The purpose of this study is to investigate and analyze the current status of unit tasks, unit task operation, and record management problems used by local governments, and to present improvement measures using text-based big data technology based on the implications derived from the process. Local governments are in a serious state of record management operation due to errors in preservation period due to misclassification of unit tasks, inability to identify types of overcommon and institutional affairs, errors in unit tasks, errors in name, referenceable standards, and tools. However, the number of unit tasks is about 720,000, which cannot be effectively controlled due to excessive quantities, and thus strict and controllable tools and standards are needed. In order to solve these problems, this study developed a system that applies text-based analysis tools such as corpus and tokenization technology during big data analysis, and applied them to the names and construction terms constituting the record management standard.

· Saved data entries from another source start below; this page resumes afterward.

PR #71, opened 2021-03-15
[PF-539] Add structured logs to the CRL operation annotator

gjuggler:
This PR refactors the OperationAnnotator in a few ways. The most important change is a switch from appending string-formatted JSON in the log message to providing a separate JsonObject argument to the logger call. The intent here is for the JsonObject to be picked up by the Terra common logging package (for services where it's in the classpath), and included in any JSON-formatted output logs.

The other main change is to include the operation duration in the structured and string-formatted output. This helps give a quick view on whether a given operation was quick or long-lived.

**Testing**
I manually tested this locally by integrating with RBS. With human-readable logging turned on, the simple string-formatted log message was shown. With JSON logging turned on, structured data showed up in the JSON output as expected.


common/src/main/java/bio/terra/cloudres/common/OperationAnnotator.java
```diff
@@ -112,39 +109,60 @@ private void recordLatency(Duration duration, CloudOperation operation) {
...
+          // Include logData for terra-common-lib logging to pick up and include in JSON output.
+          logData);
     }
   }
 
+  // Turns the default Duration.toString output into a more human-readable output. See
+  // https://stackoverflow.com/a/40487511 for inspiration.
+  private String prettyPrintDuration(Duration duration) {
+    // Truncate to 0.1 second precision.
+    duration = Duration.ofMillis((duration.toMillis() / 100l) * 100l);
```
jaycarlton, line 162: make a new variable here instead of overwriting the parameter.

common/src/test/java/bio/terra/cloudres/common/cleanup/CleanupRecorderTest.java
```diff
@@ -29,7 +29,7 @@
 import org.mockito.ArgumentCaptor;
 import org.mockito.Mock;
 
-@Tag("unit")
+@Tag("integration")
```
gjuggler, line 32: I think this was a mis-labeled test. It uses integration credentials and was failing locally for me when running unit tests.

common/src/main/java/bio/terra/cloudres/common/OperationAnnotator.java
```diff
@@ -112,39 +109,60 @@ private void recordLatency(Duration duration, CloudOperation operation) {
...
+    return duration.toString().substring(2).replaceAll("(\\d[HMS])(?!$)", "$1 ").toLowerCase();
```
jaycarlton, line 163: I'm surprised there's not a way to do this with a format string. A comment about what the output format is might help.

common/src/test/java/bio/terra/cloudres/common/OperationAnnotatorTest.java
```diff
@@ -24,16 +29,14 @@
...
   private static final String CLIENT = "TestClient";
-  private static final String PROJECT_INFO_STRING =
-      "{\"name\":\"myProj\",\"projectId\":\"project-id\",\"labels\":{\"k1\":\"v1\",\"k2\":\"v2\"}}";
-  private static final JsonObject PROJECT_INFO_JSON_OBJECT =
-      new Gson().fromJson(PROJECT_INFO_STRING, JsonObject.class);
-  private static final String TRACE_ID = "1234567890123456";
+  private static final Gson JSON_PARSER = new GsonBuilder().setLenient().create();
+  // A fake but somewhat-realistic create-project request payload
+  private static final JsonObject PROJECT_REQUEST =
+      JSON_PARSER.fromJson(
```
jaycarlton, line 35: so the lenient mode lets it accept single quotes?

common/src/test/java/bio/terra/cloudres/common/OperationAnnotatorTest.java
```diff
@@ -56,10 +59,12 @@
 
   private static final OperationAnnotator.CowSerialize SERIALIZE =
       () -> {
-        return PROJECT_INFO_JSON_OBJECT;
+        return PROJECT_REQUEST;
       };
 
-  ArgumentCaptor<String> logArgument = ArgumentCaptor.forClass(String.class);
+  ArgumentCaptor<String> stringArgumentCaptor = ArgumentCaptor.forClass(String.class);
```
jaycarlton, line 65: you can also use `@ArgumentCaptor`

common/src/test/java/bio/terra/cloudres/common/OperationAnnotatorTest.java
```diff
@@ -128,78 +133,51 @@ public void testExecuteGoogleCloudCall_withCheckedException() throws Exception {
...
 
-    // Expected result in Json format
-    verify(mockLogger).debug(logArgument.capture());
-    assertEquals(
-        EXPECTED_LOG_PREFIX + "\"request\":" + PROJECT_INFO_STRING + "}", logArgument.getValue());
+    verify(mockLogger).debug(stringArgumentCaptor.capture(), gsonArgumentCaptor.capture());
+    JsonObject json = gsonArgumentCaptor.getValue();
+    assertThat(
+        stringArgumentCaptor.getValue(),
+        Matchers.containsString("CRL completed TEST_OPERATION (2.3s"));
```
jaycarlton, line 150: should there be a closing paren?

common/src/test/java/bio/terra/cloudres/common/OperationAnnotatorTest.java
```diff
@@ -128,78 +133,51 @@ public void testExecuteGoogleCloudCall_withCheckedException() throws Exception {
...
+    assertThat(json.getAsJsonPrimitive("clientName").getAsString(), Matchers.equalTo("TestClient"));
+    assertThat(json.getAsJsonPrimitive("durationMs").getAsLong(), Matchers.equalTo(2345l));
```
jaycarlton, line 152: nit: we generally statically import the matchers, since they're obvious in context. Also `assertEquals` is easier and cleaner IMO.

common/src/main/java/bio/terra/cloudres/common/OperationAnnotator.java
```diff
@@ -82,16 +81,14 @@ public OperationAnnotator(ClientConfig clientConfig, Logger logger) {
       tracer
           .getCurrentSpan()
           .putAttribute(
-              "httpErrorCode", AttributeValue.longAttributeValue(httpErrorCode.orElse(-1)));
+              "/terra/crl/httpErrorCode",
```
jaycarlton, line 84: Why does this attribute need a prefix when the JSON properties don't?

jaycarlton (commented):
Can you please include screenshots from Cloud Logging and/or the terminal.

common/src/test/java/bio/terra/cloudres/common/OperationAnnotatorTest.java
gjuggler: Ack on both counts – I was adapting to the local code context where static imports hadn't been done, but I agree there's no reason not to. Updated.

common/src/main/java/bio/terra/cloudres/common/OperationAnnotator.java
yonghaoy: that is the key of this span's attribute.

common/src/main/java/bio/terra/cloudres/common/OperationAnnotator.java
```diff
@@ -112,39 +110,65 @@ private void recordLatency(Duration duration, CloudOperation operation) {
...
 
+  // Turns the default Duration.toString output into a more human-readable output (e.g. "4h 2m 3s").
+  // See https://stackoverflow.com/a/40487511 for inspiration.
+  private String prettyPrintDuration(Duration duration) {
+    return Duration
+        // Truncate to 0.1 second precision.
+        .ofMillis((duration.toMillis() / 100l) * 100l)
+        // Format the duration and apply some fine-tuning to the string output.
+        .toString()
+        .substring(2)
```
yonghaoy, line 167: nit: add:   ` // Remove the PT`

common/src/test/java/bio/terra/cloudres/common/OperationAnnotatorTest.java
gjuggler: Thanks for the tip – I decided not to change for now, given the pre-existing pattern.

Are there good examples of its use in AoU or Terra that I might take a look at?

common/src/main/java/bio/terra/cloudres/common/OperationAnnotator.java
```diff
@@ -112,39 +110,65 @@ private void recordLatency(Duration duration, CloudOperation operation) {
...
+    logData.addProperty("operation", operation.name());
+    logData.add("requestData", requestData);
 
-    logEntry.add("request", request);
-
-    // Log as debug level if no exceptions, otherwise use info level.
     if (executionException.isPresent()) {
-      logger.info(logEntry.toString());
+      OptionalInt httpErrorCode = getHttpErrorCode(executionException.get());
+      logger.error(
```
yonghaoy, line 143: Bumping from into to error might be too aggressive? e.g., WSM and Buffer makes a get call before creating project, exception is expected in that cases. So CRL just logs as `info` for exceptions, `debug` for all others. 
 CRL's clients catch CRL exception then logs themselves if they think it should be an error or warning.

common/src/main/java/bio/terra/cloudres/common/OperationAnnotator.java
```diff
@@ -112,39 +110,65 @@ private void recordLatency(Duration duration, CloudOperation operation) {
...
+          String.format(
+              "CRL exception in %s (HTTP code %s, %s)",
```
yonghaoy, line 145: In CRL, it used to be a `String plus Json.` But we want Stackdriver can parse this log message, so we make the whole log message be completely structured. But that time, I am not sure how Stackdriver parse logs. This seems to be a better format, if Stackdriver can understand string + json

common/src/test/java/bio/terra/cloudres/common/OperationAnnotatorTest.java
jaycarlton: Yeah, it's mainly in AoU. I don't know if the usages I added in WSM are still there.

common/src/test/java/bio/terra/cloudres/common/cleanup/CleanupRecorderTest.java
yonghaoy: This does not make GCP calls, and mock pubsub, everything is in local, not connected. So we make this 'unit'. It might be hard(or I am just lazy do to so) to mock janitor credential creation, so we just let the test to load credentials but not actually use it.
I am fine with `Integration` or `Unit`

yonghaoy (approved):

yonghaoy (approved):

common/src/test/java/bio/terra/cloudres/common/cleanup/CleanupRecorderTest.java
gjuggler: Helpful context! I'll still lean towards `Integration`, since it requires some level of credential gathering to have happened. My instinct for `unit` is that someone should be able to get them to pass without any access to Vault or cloud creds.

I'll add a comment trying to capture a bit of this nuance for posterity.

gjuggler (commented):
> this was `info` before the change

Ah – sorry, I accidentally pushed some commits without corresponding comments. Had meant to hold both back until tomorrow given the hour, but accidentally pushed the commits too soon. See my other comment – I think debug is best for consistency here.

common/src/main/java/bio/terra/cloudres/common/OperationAnnotator.java
yonghaoy: Debug level here but Buffer have debugging level turn on SG!

jaycarlton:
https://github.com/DataBiosphere/terra-cloud-resource-lib/pull/71#discussion_r594823392

That's the agent we weren't able to use in AoU because of GAE. It's coming back to me.

gjuggler:
Side note: I had a lot of trouble running CI tests for this PR! It took several retries to get a clean run. I was seeing 502 bad gateway errors when Gradle was loading packages, then some flakiness in the `MetricsHelperTest`. I filed https://broadworkbench.atlassian.net/browse/PF-571 to track the issues.

jaycarlton (approved):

These unit task operation support tools are expected to contribute significantly to record management tasks as they can support standard operability such as uniform preservation period, identification of delegated office records, control of duplicate and similar unit task creation, and common tasks. Therefore, if the big data analysis methodology can be linked to BRM and RMS in the future, it is expected that the quality of the record management standard work will increase.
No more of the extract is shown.